Mixed-variable topology optimization for shell-infill structures with adaptive coating thickness

• Published in: Computer aided design Vol. 189; p. 103943
• Main Authors: Gao, Junfeng, Yang, Zihao, Liang, Yuan, Zhang, Yongcun, Liu, Kangjie
• Format: Journal Article
• Language: English
• Published: Elsevier Ltd 01.12.2025
• Subjects: Coated structures; Mixed-variable topology optimization; Non-uniform coating thickness; Shell-infill structures; Coated structures; Shell-infill structures; Mixed-variable topology optimization; Non-uniform coating thickness
• ISSN: 0010-4485
• DOI: 10.1016/j.cad.2025.103943

•A mixed-variable topology optimization method is proposed to design the base topology and adaptive coating thickness of shell-infill structures.•Discrete variable optimization is used to determine the structure's topology with a uniform coating thickness and a clear coating interface in each iteration.•Coating optimization is achieved through density-based topology optimization, incorporating a novel holeless coating constraint via a virtual temperature field.•The method achieves over 10 % mass reduction compared to uniform coating structures and shows effectiveness and scalability in numerical examples, including a large-scale 3D case. Inspired by natural shell-infill systems with spatially adaptive coating thicknesses (e.g., human femur bones), this paper proposes a mixed-variable topology optimization method for collaboratively designing the base topology and the adaptive coating thickness distribution of shell-infill structures. The optimization framework consists of two coupled levels. At the first level, a discrete-variable topology optimization method is employed to generate a base structure (shell and infill) with uniform coating thickness, effectively eliminating intermediate density elements to ensure a clear material interface for coating identification. At the second level, the coating size optimization is realized through density-based topology optimization combined with a novel holeless coating constraint based on a virtual temperature field. Meanwhile, to ensure manufacturability, a minimum coating thickness constraint is introduced. A density field mapping strategy further couples the two optimization levels, enabling iterative updates of both the base topology and coating thickness distribution. Three numerical examples demonstrate the effectiveness of the proposed method.
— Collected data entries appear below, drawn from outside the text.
PR #6328, opened 2021-09-22
[Xamarin.Android.Build.Tasks] <LinkAssembliesNoShrink/> can skip the main assembly

jonathanpeppers:
We found an incremental build in a `dotnet new android` app with C#
code changes has this duration:

    100 ms  LinkAssembliesNoShrink                     1 calls

It turns out we don't actually need to run `<LinkAssembliesNoShrink/>`
against the "main" assembly in .NET 6. After passing in
`$(TargetName)` and simply copying the file, this time improved to:

      9 ms  LinkAssembliesNoShrink                     1 calls

This change should improve incremental C# changes by ~91ms in `dotnet
new android` projects.

In "legacy" Xamarin.Android, it still seems possible for an
application project to reference a class library with a higher
`$(TargetFrameworkVersion)`. So we cannot apply this optimization for
Xamarin.Android.

### DIFF
--- a/src/Xamarin.Android.Build.Tasks/Linker/MonoDroid.Tuner/FixAbstractMethodsStep.cs
+++ b/src/Xamarin.Android.Build.Tasks/Linker/MonoDroid.Tuner/FixAbstractMethodsStep.cs
@@ -52,7 +52,7 @@ namespace MonoDroid.Tuner
 				return false;
 
 #if !NET5_LINKER
-			CheckAppDomainUsageUnconditional (assembly, (string msg) => Context.LogMessage (MessageImportance.High, msg));
+			CheckAppDomainUsage (assembly, (string msg) => Context.LogMessage (MessageImportance.High, msg));
 #endif  // !NET5_LINKER
 
 			return assembly.MainModule.HasTypeReference ("Java.Lang.Object");
@@ -86,22 +86,24 @@ namespace MonoDroid.Tuner
 			if (!CheckShouldProcessAssembly (assembly))
 				return;
 
-			if (FixAbstractMethodsUnconditional (assembly)) {
+			if (FixAbstractMethods (assembly)) {
 				Context.SafeReadSymbols (assembly);
 				UpdateAssemblyAction (assembly);
 				MarkAbstractMethodErrorType ();
 			}
 		}
 
-		internal void CheckAppDomainUsage (AssemblyDefinition assembly, Action<string> warn)
+		internal bool FixAbstractMethods (AssemblyDefinition assembly)
 		{
-			if (IsProductOrSdkAssembly (assembly))
-				return;
-
-			CheckAppDomainUsageUnconditional (assembly, warn);
+			bool changed = false;
+			foreach (var type in assembly.MainModule.Types) {
+				if (MightNeedFix (type))
+					changed |= FixAbstractMethods (type);
+			}
+			return changed;
 		}
 
-		void CheckAppDomainUsageUnconditional (AssemblyDefinition assembly, Action<string> warn)
+		internal void CheckAppDomainUsage (AssemblyDefinition assembly, Action<string> warn)
 		{
 			if (!assembly.MainModule.HasTypeReference ("System.AppDomain"))
 				return;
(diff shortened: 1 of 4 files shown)


dellis1972:
I'm not sure this will work. 

One of the things `LinkAssembliesNoShrink` does is to fix up the Abstract methods on the C# side of bound objects. These can be exposed in a number of ways. For example if a user uses a specific type of layout or custom layout in their UI code in the main app, this may result in these abstract methods being fixed up on the C# side in the main app assembly.  These is also code to fix up the KeepAlives on the Java Objects, again this can also happen in the main assembly. 

I don't think we can skip the main app assembly in this case. We'd need to have a unit test which hits this code path to make sure the app still runs if this is going to be implemented. I suspect it would crash when those abstract methods are hit.

jonathanpeppers:
The case of abstract methods, you can't actually make a test case for the changes in this PR:
1. A class library has an older TargetFrameworkVersion using `ICursor`, for example.
2. The main app has a newer TargetFrameworkVersion, and `ICursor` has additional methods in the newer API level.

So we shouldn't ever need to fix abstract methods in the main app?

I need to look at the failing `WarnAboutAppDomains()` test here, maybe we can only skip that part in .NET 6.

jonpryor:
@dellis1972 [said](https://github.com/xamarin/xamarin-android/pull/6328#issuecomment-925616392):

> These is also code to fix up the KeepAlives on the Java Objects, again this can also happen in the main assembly.

`GC.KeepAlive()` insertions (e88cfbcf9ff4f4e179a60f1e8af2bef3537a66b4) is for pre-existing binding assemblies, "pre-existing" meaning "before xamarin/Java.Interop@1f21f38c was merged".  The binding fix is in d16-8/Xamarin.Android 11.1.0.  This should not be a concern for net6.

> One of the things `LinkAssembliesNoShrink` does is to fix up the Abstract methods on the C# side of bound objects.

This is the more important case.  However, it's only truly needed when the *app*'s `$(TargetFrameworkVersion)` is greater than a referenced *library*'s `$(TargetFrameworkVersion)`.  If they're the same, it's not necessary: everything is consistent.  (Not that we can ever expect/rely on everything being the same…)

@jonathanpeppers [replied](https://github.com/xamarin/xamarin-android/pull/6328#issuecomment-925817245):

> So we shouldn't ever need to fix abstract methods in the main app?

Nominally correct.

The *only* way this can fail is if we *allow* the app assembly to use a `$(TargetFrameworkVersion)` *less than* any referenced assembly's `$(TargetFrameworkVersion)`, and in that case I'm not sure that `FixAbstractMethodsStep` will necessarily "save" us (see below).

On the one hand, we *do* emit an [XA0105 warning](https://github.com/xamarin/xamarin-android/blob/main/Documentation/guides/messages/xa0105.md) if this happens: https://github.com/xamarin/xamarin-android/blob/cee5e72764ab9fa2f9c78a651707b7efbf8732cc/src/Xamarin.Android.Build.Tasks/Tasks/ResolveAssemblies.cs#L119-L123

However, from a *quick* glance, that's *all* we do: *warn*.  We don't update the `$(TargetFrameworkVersion)` of the app to be that of the highest found `$(TargetFrameworkVersion)` of a referenced assembly, we don't error.

*In a .NET 6 context*, we're fine: .NET 6 only supports the latest API level.

*In a Legacy context*, this is somewhat worrying: what happens when the reference assembly references a type that doesn't exist in the `$(TargetFrameworkVersion)` used by the app?  What happens?  (Also, I *thought* we overrode the App's `$(TargetFrameworkVersion)` value to be >= that of any reference assembly?  But I can't find such code?)

jonpryor:
@jonathanpeppers wrote: https://discord.com/channels/732297728826277939/732297837953679412/892999577362399232

> yeah, this seems to be grabbing the older TFV
>
> .apk contents

Just a tad worrying…. We should probably turn the XA0105 warning into an error.

That would be for a separate PR.

jonathanpeppers:
@jonpryor I updated this, so the optimization only applies to .NET 6.

In other PRs, we can:
1. Make `XA0105` an error
2. Setup localization for `Microsoft.Android.Sdk.ILLink.csproj`, so we can emit `AppDomain` warnings for Release builds.

jonpryor:
@dellis1972: how's this look now?

jonpryor:
Commit message for review:

```markdown
Context: https://github.com/xamarin/xamarin-android/issues/6356
Context: https://github.com/xamarin/xamarin-android/issues/6357

We found an incremental build in a `dotnet new android` app with C#
code changes has this duration:

	100 ms  LinkAssembliesNoShrink                     1 calls

It turns out we don't actually need to run `<LinkAssembliesNoShrink/>`
against the "main" assembly in .NET 6.  After passing in
`$(TargetName)` and simply copying the file, this time improved to:

	  9 ms  LinkAssembliesNoShrink                     1 calls

This change should improve incremental C# changes by ~91ms in
`dotnet new android` projects.

In "Xammie" Xamarin.Android, it is possible for an application project
to reference a class library with a higher `$(TargetFrameworkVersion)`;
see [warning XA0105 docs][0].

We cannot apply this optimization for Xamarin.Android.

However, in thinking about and revisiting this code, we've made two
determinations for future work:

  * XA0105 being a warning is a terrible idea, as it can allow apps
    to crash via `TypeLoadException`.

    See xamarin/xamarin-android#6356.

  * .NET 6 builds don't emit [XA2000 warnings][1] when a referenced
    assembly references `AppDomain.CreateDomain()`.  This isn't
    desirable, as `AppDomain.CreateDomain()` is still part of the
    .NET Standard 2.0 API contract, and thus could still be used,
    even though it won't work.  *Something* should warn if
    `AppDomain.CreateDomain()` is referenced, to reduce the need for
    manual app testing.

    See xamarin/xamarin-android#6357.

[0]: https://github.com/xamarin/xamarin-android/blob/af60da7f13e613faa8ded5ef734e8c6d91445acc/Documentation/guides/messages/xa0105.md
[1]: https://github.com/xamarin/xamarin-android/blob/03d4e40d310255f80cc5ffb6475f03a02a561bc5/Documentation/guides/messages/xa2000.md
```

dellis1972 (approved):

The shell-infill structure with adaptive coating thickness achieves over 10 % mass reduction. Additionally, the constraints successfully eliminate unmanufacturable holes while preserving thickness continuity. Moreover, a large-scale 3D case validates the capability of the method for handling complex three-dimensional coating problems. The results highlight the potential of the method in designing bio-inspired, high-performance shell-infill structures.